Quaternary Structure

The arrangement of multiple polypeptide chains in a protein complex.

Edman Degradation

A technique used to determine the sequence of amino acids in a peptide.

Mass Spectrometry (MS)

Mass spectrometry is used to determine the mass-to-charge ratio of peptides, providing information about their molecular weights.

Drug Discovery

Identifying potential drug targets based on protein structure and function.

Molecular Modeling

Predicting how mutations in proteins affect their shape and function.

Proteomics

A large-scale study of protein expression and modifications.

Data Interoperability

Ensures that sequence data can be analyzed consistently across different tools and researchers.

FASTQ

A file format that stores sequence data along with quality scores, essential for assessing the accuracy of sequencing results.

SAM Format

A flexible format that stores alignment information generated by different programs, allowing for easy conversion and compactness.

BAM Format

A binary, compressed version of the SAM format, designed to efficiently store alignment data in a smaller file size.

Sequence Alignment

The process of aligning sequenced reads to a reference genome, identifying their respective positions and determining any discrepancies.

Mapping Quality

Information about the alignment quality, including how well the read matches the reference genome and any sequence gaps or mismatches.

Cigar String

A string of characters that represents deletions, insertions, and matches in the alignment, indicating how the read aligns to the reference.

Alignment Flags

Flags that provide information about the alignment status, such as whether the read is paired, its orientation, and any mismatches.

VCF Format

A format used to store variations in genetic sequences, such as SNPs and InDels, found when comparing sample genomes to a reference genome.

VCF Variant Entry

The position where the variant occurs in the genome, along with the reference and alternative bases.

Study Notes

DNA Sequencing Technologies

• Sanger Sequencing: An early sequencing method based on chain termination, useful for short reads.
• Next-Generation Sequencing (NGS): Modern high-throughput methods capable of sequencing millions of fragments simultaneously. This generates large amounts of data from entire genomes.

Genome Annotation

• Identifying genes, regulatory elements, and structural features in a genome.

Variant Calling

• Identifying mutations (SNPs, InDels) potentially linked to diseases.

Evolutionary Studies

• Comparing sequences across species to understand evolutionary relationships.

Data Formats

• FASTA: Primarily for nucleotide or protein sequences, containing only sequence information, without quality scores.
  • Starts with ">symbol", followed by a description (e.g. sequence name) on the first line.
  • Subsequent lines contain the actual sequence.
• FASTQ: Contains both sequence data and quality scores (vital for assessing accuracy).
• SAM: A TAB-delimited text format for storing alignment information generated by various alignment programs. It's flexible and compact.
• BAM: A compressed format of the SAM format, essential for storing alignment data and critical for genome mapping and variant discovery. It is more space-efficient.
• VCF: Stores genetic variants (e.g., SNPs, InDels) relative to a reference genome.

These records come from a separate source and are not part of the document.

Issue #1553, opened 2016-06-08
Allow ordering tests to be done in multiple properties


labilbe:
On SQL queries, I tend to order by multiple columns and not only one.
I would like NUnit handles this case and allows unit testing not only on one property but on multiple properties.

The general idea is to be able to do the following:

`var list = new List<Tuple<string, string>>`
`{`
`    new Tuple<string, string>("aaaa", "bbbb"),`
`    new Tuple<string, string>("bbbb", "aaaa"),`
`    new Tuple<string, string>("aaaa", "cccc"),`
`    new Tuple<string, string>("cccc", "bbbb")`
`};`
`var ordered = list.OrderBy(p => p.Item1).ThenBy(p => p.Item2);`

`Assert.That(ordered, Is.Ordered.By("Item1").By("Item2"));`
or
`Assert.That(ordered, Is.Ordered.By("Item1").And.By("Item2"));`
or
`Assert.That(ordered, Is.Ordered.By("Item1").ThenBy("Item2"));`

I was looking for this feature on [SO](http://stackoverflow.com/questions/37676739/how-to-check-list-orders-further-properties-with-nunit/) and Charlie Poole sent me here.

Thank you.

CharliePoole:
Thanks for filing this. 

The And.By option would require `And` to have different meanings based on context. We try to avoid that although there are a few places where it happens.

Just repeating `By` would work but I like `ThenBy` because it makes clear the order of application.

What do others think?

ChrisMaddock:
I would agree with `ThenBy` - it matches up to LINQ behaviour.

We'd get some use out of this functionality too, we do a few similar tests. I've always got round it the lazy way - by ordering my own list, then asserting that `SequenceEqual()`.

CharliePoole:
Looks pretty straightforward. All code is in the constraint class. It needs a new modifier and should save a list of property names rather than just one name. We could avoid checking the sequence of By, ThenBy... by letting them both do the same thing, or we could check... By would expect an empty list, ThenBy a non-empty one. The hardest part would be to construct a comparator using the list of properties, but not so hard as all that really. :-)

jnsn:
I created a pull request for this. The pull requests adds 3 additional methods to accommodate the requested feature:

- `ByDescending`
- `ThenBy`
- `ThenByDescending`

The descending methods were added to match the LINQ behavior and to allow for the existing `Descending` constraint to keep existing and not depend on whether or not one or more properties are added to the sort requirement.

[...]

PR #1564, opened 2016-06-11
Implemented multiple properties sort for #1553.

jnsn:
This pull requests adds 3 additional methods to accommodate the requested feature:

- `ByDescending`
- `ThenBy`
- `ThenByDescending`

The descending methods were added to match the LINQ behavior and to allow for the existing `Descending` constraint to keep working and not depend on whether or not one or more properties are added to the sort requirement.

As this is my first pull request, any feedback is appreciated.


src/NUnitFramework/framework/Constraints/CollectionOrderedConstraint.cs
```diff
@@ -63,6 +65,10 @@ public CollectionOrderedConstraint Descending
             get
             {
                 descending = true;
+
+                if (this.properties != null && this.properties.Count != 0)
+                    this.properties[this.properties.Keys.Max()] = true;
+
```
CharliePoole: I suspect you have changed behavior of `Is.Ordered.Descending.By((SomeProp")` here. If so, we're all at fault because there's no test of it. Can you add one?

src/NUnitFramework/framework/Constraints/CollectionOrderedConstraint.cs
```diff
@@ -103,7 +109,55 @@ public CollectionOrderedConstraint Using<T>(Comparison<T> comparer)
         /// </summary>
         public CollectionOrderedConstraint By(string propertyName)
         {
-            this.propertyName = propertyName;
+            if (this.properties != null && this.properties.Count != 0)
+                throw new InvalidOperationException("Cannot use By on existing collection. Use ThenBy to add additional items.");
```
CharliePoole: Why not? Seems like we can figure out what is intended.

Even if we want to forbid it, the message needs to be more user oriented. The user knows nothing about the internals of our implementation, so it would have to say something like "Cannot use By more than once" 

However, I see no reason to forbid it, since it's clear what the user wanted to do. Seems as if By and ThenBy can actually work just the same, with the two spellings simply serving to make things more readable.

src/NUnitFramework/framework/Constraints/CollectionOrderedConstraint.cs
```diff
@@ -103,7 +109,55 @@ public CollectionOrderedConstraint Using<T>(Comparison<T> comparer)
...
+        }
+
+        /// <summary>
+        /// Modifies the constraint to test descending ordering by the value of
+        /// a specified property and returns self.
+        /// </summary>
+        public CollectionOrderedConstraint ByDescending(string propertyName)
+        {
+            if (this.properties != null && this.properties.Count != 0)
+                throw new InvalidOperationException("Cannot use ByDescending on existing collection. Use ThenByDescending to add additional items.");
```
CharliePoole: As above..

src/NUnitFramework/framework/Constraints/CollectionOrderedConstraint.cs
```diff
@@ -103,7 +109,55 @@ public CollectionOrderedConstraint Using<T>(Comparison<T> comparer)
...
+        }
+
+        /// <summary>
+        /// Modifies the constraint to test additional ordering by
+        /// the value of a specified property and returns self.
+        /// </summary>
+        public CollectionOrderedConstraint ThenBy(string propertyName)
+        {
+            if (this.properties == null || this.properties.Count < 1)
+                throw new InvalidOperationException("Cannot use ThenBy on an empty collection.");
```
CharliePoole: Again, as above.

src/NUnitFramework/framework/Constraints/CollectionOrderedConstraint.cs
```diff
@@ -103,7 +109,55 @@ public CollectionOrderedConstraint Using<T>(Comparison<T> comparer)
...
+        }
+
+        /// <summary>
+        /// Modifies the constraint to test additional descending ordering by
+        /// the value of a specified property and returns self.
+        /// </summary>
+        public CollectionOrderedConstraint ThenByDescending(string propertyName)
+        {
+            if (this.properties == null || this.properties.Count < 1)
+                throw new InvalidOperationException("Cannot use ThenByDescending on an empty collection.");
```
CharliePoole: And finally, here again.

src/NUnitFramework/framework/Constraints/CollectionOrderedConstraint.cs
```diff
@@ -37,7 +39,7 @@ public class CollectionOrderedConstraint : CollectionConstraint
     {
         private ComparisonAdapter comparer = ComparisonAdapter.Default;
         private string comparerName;
-        private string propertyName;
+        private Dictionary<string, bool> properties;
         private bool descending;
```
CharliePoole: This code has not been worked on for a while so it doesn't meet our current standards. All memver fields should get an initial underscore and you should drop `this.` in front of them. However, I suggest saving this for a final pass to make it easier to review the "real" changes.

src/NUnitFramework/framework/Constraints/CollectionOrderedConstraint.cs
```diff
@@ -114,13 +168,33 @@ public CollectionOrderedConstraint By(string propertyName)
...
+                }
+                else
+                {
+                    var first = this.properties.ElementAt(0);
+                    desc = "collection ordered by " + MsgUtils.FormatValue(first.Key);
+
+                    if (first.Value)
+                        desc += ", descending";
+
+                    for (int i = 1; i < this.properties.Count; i++)
```
CharliePoole: Are we guaranteed that all dictionary entries will be returned in the same order we added them? Does this guarantee hold across all platforms? If not, the dictionary should probably be replaced by a list of pairs or a pair of lists.

CharliePoole:
Nice work! I generally like it with a few comments on the details.

Two general comments we should resolve before merging:

1. How rigid versus forgiving should we be regarding the syntax? Your implementation wants things to come in exactly the right order or it throws an exception. As commented inline, I think we can be a bit looser than that in what we accept, although I'm willing to listent ot arguments.

2. What is the interation between the old Descending and the new [Then]ByDescending? A few thoughts:
 * By plus Descending and Descending plus By have always done the same thing. They should keep doing it.
 * Descending followed by multiple By entries should probably change them all to descending in order to remain consistent. Does that make sense to you?
 * Descending in the midst of a group of Bys should apply only to the preceding one, just as you have implemented it.
 * How we handle a mix of Descending and [Then]ByDescending is worthy of discussion. It could lead to confusion. Should we forbid it?

CharliePoole:
@rprouse If we can resolve all of the questions in time, it would be nice to put this in 3.4. I think it's important to resolve them, however.

CharliePoole:
Fixes #1553 

@jnsn Your PRs should always have something like the above in the description. It causes the merge to automatically close the issue.

src/NUnitFramework/framework/Constraints/CollectionOrderedConstraint.cs
jnsn: Yes, 

I initially removed the `Descending` back-end field and did it all with the dictionary. But that broke the test where no sort property was given and it was just testing if a list was sorted descending. 

So I decoupled the functionality and (incorrectly) assumed that if the `Descending` is called first, no sort properties are given later on. 
It should work if it's called in the -`Is.Ordered.By("SomeProp").Descending.ThenBy("AnotherProp").Descending` order. 

I will add another test to handle the current behavior.

src/NUnitFramework/framework/Constraints/CollectionOrderedConstraint.cs
jnsn: It can be allowed, but we must be careful to only take the status of the `Descending` property into account if there's no item in the collection yet.

If someone would call `Is.Ordered.Descending.By("SomeProp").By("AnotherProp")` the descending status should only be set to the first property and discarded for all subsequent calls.

jnsn:
I've added some inline remarks and will address the issues shortly.

CharliePoole:
I'm coming around to the view that `ByDescending` and `ThenByDescending` are too much.

1. The user can get the same behavior by using `By().Descending` or `ThenBy().Descending`
2. Without them, we don't have to worry about things like `ByDescending().Descending` or `Descending.ByDescending`.

CharliePoole:
There remains the question of how this behaves...

```C#
Is.Ordered.Descending.By("Prop1").ThenBy("Prop2")
```

@jnsn argues that the `Descending` should only apply to the first item. I'm inclined to apply it to all of them and give a warning if any further instances of `Descending` appear. What do you think @nunit/core-team ?

src/NUnitFramework/framework/Constraints/CollectionOrderedConstraint.cs
CharliePoole: @jnsn My research indicates that the order is not guaranteed to be anything in particular, only that the order of keys and values will match one another. This probably needs to be re-implemented independent of whatever we decide for the user interface.

CharliePoole:
@jnsn Let's move ahead with this. Use last two comments on the issue as a guide.... in summary...

1. Modifiers: By, Then, Ascending, Descending.
2. Any order is allowed so long as we don't get By+Descending+By or By+Ascending+By

I'm happy to wait for you to do it and review or to give you suggestions about how to do it, whichever you prefer. I'd like #2 to be detected at compile time, which will involve some extra work. If you aren't sure how to do that, leave it for last.

Let me know how you  want to proceed. If we can get it done by the weekend it can probably go into the 3 .4 release.

jnsn:
@CharliePoole I will pick it up when I get home from work later tonight and see how far I get.

jnsn:
@CharliePoole I'm not sure how to implement this correctly.

I can achieve something along the lines of what's proposed, but it would only notify the user of issues at run-time, not at compile-time. I did a quick first draft in commit 8e603f9 to get a feel on how it would work and look.

To achieve this at compile-time, I've been looking at the `With` modifier (and by extend how the entire constraint building system works) hoping it would clarify the intended implementation.

I was thinking of implementing three additional constraints, inheriting from the `BinaryConstraint` in a similar way as the `AndConstraint` works, and then use the `Matches` method of the `CollectionOrderedConstraint` to get the list of operations (by, then, descending, querying tall the builders of the right-side constraint) and build a result with that.

But I'm not sure whether that's the way to go, so if you can guide me on the correct path, that would be greatly appreciated.

CharliePoole:
A general comment in advance: 

Disallowing the invalid combo dynamically at run time and disallowing it at compile time require entirely different approaches. So the first step towards doing it would involve __removing__ the run time checks you have put in.

For the first pass, I'll just comment on details of what you coded.

src/NUnitFramework/tests/Constraints/CollectionOrderedConstraintTests.cs
```diff
@@ -227,6 +227,46 @@ public void IsOrderedBy_Handles_heterogeneous_classes_as_long_as_the_property_is
...
+        [Test]
+        public void IsOrderedByDescendingThenByDescending()
+        {
+            var al = new List<OrderedByThenByTestClass>();
+            al.Add(new OrderedByThenByTestClass("DEF", 2));
+            al.Add(new OrderedByThenByTestClass("ABC", 1));
+
+            Assert.That(al, Is.Ordered.By("A").Descending.Then.By("B").Descending);
+        }
+
```
CharliePoole: Need cases for...
 * Ordered.Descending.By
 * Ordered.By.Descending
 * Ordered.Descending.By.Then.Descending.By
   etc.

src/NUnitFramework/framework/Constraints/CollectionOrderedConstraint.cs
```diff
@@ -63,6 +65,25 @@ public CollectionOrderedConstraint Descending
...
                 descending = true;
+
+                if (!this.allowBy && this.properties != null && this.properties.Count != 0)
+                {
+                    this.properties[this.properties.Count - 1].SortDescending = true;
+                    descending = false;
+                }
+
+                return this;
+            }
```
CharliePoole: Also need Ascending

src/NUnitFramework/framework/Constraints/CollectionOrderedConstraint.cs
```diff
@@ -103,7 +124,12 @@ public CollectionOrderedConstraint Using<T>(Comparison<T> comparer)
         /// </summary>
         public CollectionOrderedConstraint By(string propertyName)
         {
-            this.propertyName = propertyName;
+            if (!this.allowBy) 
+                throw new InvalidOperationException("The use of 'By' is not allowed.");
+
+            this.properties.Add(new OrderedPropertyInfo(propertyName, this.descending));
+            this.allowBy = false;
```
CharliePoole: I think this is incorrect. At least I don't see anything wrong with Ordered.By.By. However Ordered.By.Descending.By should be wrong. IMO, you should entirely remove the allowBy thing and get this working first without that error check. Once we have the right overall shape, then we can deal with the edge case.

CharliePoole:
@jnsn  I'm going to start fresh on a branch, pulling in your stuff and adding some of my own. Let's see what I come up with and how it compares.

jnsn:
@CharliePoole OK.

I did some other work, implementing the `Ascending`, which just resets the internal `descending` boolean to `false` so that when adding new items it sorts as ascending. I haven't pushed it yet because it didn't work as I wanted. Unless I use quite some internal booleans to check the state and throw exceptions, I couldn't figure out how to block the unwanted behavior.

CharliePoole:
So I tried to _start_ with different classes inheriting from one another in typical fluent style. That got very complicated because we have three different variables to deal with:

 * Ascending versus descending
 * By
 * Using

Each of these should really only occur once, either in total or per column. That means you need a total of seven classes to reflect what should be allowed at any point and many of those classes could end up with duplicate code.

So, I'm going back to the runtime check approach, with either a single class or maybe two  for Ordered versus OrderedBy. It may be possible to build very simple adapters on top of them that do compile time checking.

For ascending/descending I switched from a boolean to an enum: Unspecified, Ascending, Descending. That allows me to check more easily.

I'll try to have something to look at today.

CharliePoole:
OK, I created PR #1604 based on your work here. I think it fixes a few things and it has better tests, but there is more work to do on it.

Feel free to take off from my branch or combine with yours. Let us know what you plan to do. I won't be coding on it any more for a while in any case as other things have taken priority.

CharliePoole:
With 93 files changed, this is getting hard to review. It's what happens in GitHub when the master is changing underneath you. I think you need to wait for the 3.4 release to merge back into master and then rebase on master and do a forced push. @rprouse do you think that's the right approach?

jnsn:
Ah, OK, I can do that.

Basically, right now, I just merged your pull request into my fork and discarded all my previous changed. 

If wanted, I could also close this PR and open a new one when I've got something worth reviewing.

CharliePoole:
My PR was based on a much later master than yours, so I suppose all those things showed up as changes. Eventually, if we merged it, Git would sort it all out. It's just hard to look at the PR online.

If it's easy (might not be) to rebase locally, I would do that. Alternatively, I can give you authority to work in my branch if that's actually the code you are using.

CharliePoole:
@jnsn Have you decided how you want to move this forward?

CharliePoole:
This issue needs to be closed or merged before we can split the repositories per #1598.

It's a little confusing actually. The issue seems like it should only affect the framework but there are changes in the engine and console as well.

jnsn:
@CharliePoole appoligies, but I simply did not have the time yet to look at this any further.

CharliePoole:
@jnsn Let's figure out how to revive this! With work done by people on their own time, it's not unusual for something to start out and then run into time issues that stall it. If you are not able to carry the ball further, someone else should be able to take it to the next stage.

That will require some review of what's been done - it hasn't been on my mind either - and what remains, so let's start with that.

As for this particular PR. I think it can probably be closed, but I'll look at it a bit move closely today to be sure. I think the appearance that so much has changed is due to merging in other changes from master over time. It may be that the branch and PR I created encapsulates most of the essentials from this change. More later today...

jnsn:
@CharliePoole you are correct. Basically what I did was revert all my changes, pull your PR and pull in the latest changes from master. Therefore anyone should be able to start from your PR and have the essential bits.

CharliePoole:
In that case, I'll close this and take another look at the issue on PR #1604. I hope you'll follow along and maybe even get back into it.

Protein Sequence Structure

• Primary Structure: The linear sequence of amino acids.
• Secondary Structure: Local folding patterns (e.g., alpha-helices, beta-sheets).
• Tertiary Structure: The overall 3D structure of a single polypeptide.
• Quaternary Structure: The arrangement of multiple protein subunits.

Protein Sequencing Techniques

• Mass Spectrometry (MS): Used to determine the mass-to-charge ratio of peptides.
• Edman Degradation: A chemical method for sequentially removing amino acids from the N-terminus of a peptide.

Applications of Protein Sequence Knowledge

• Drug Discovery: Identifying potential drug targets.
• Molecular Modeling: Predicting how mutations affect protein structure and function.
• Proteomics: Large-scale study of protein expression and modifications.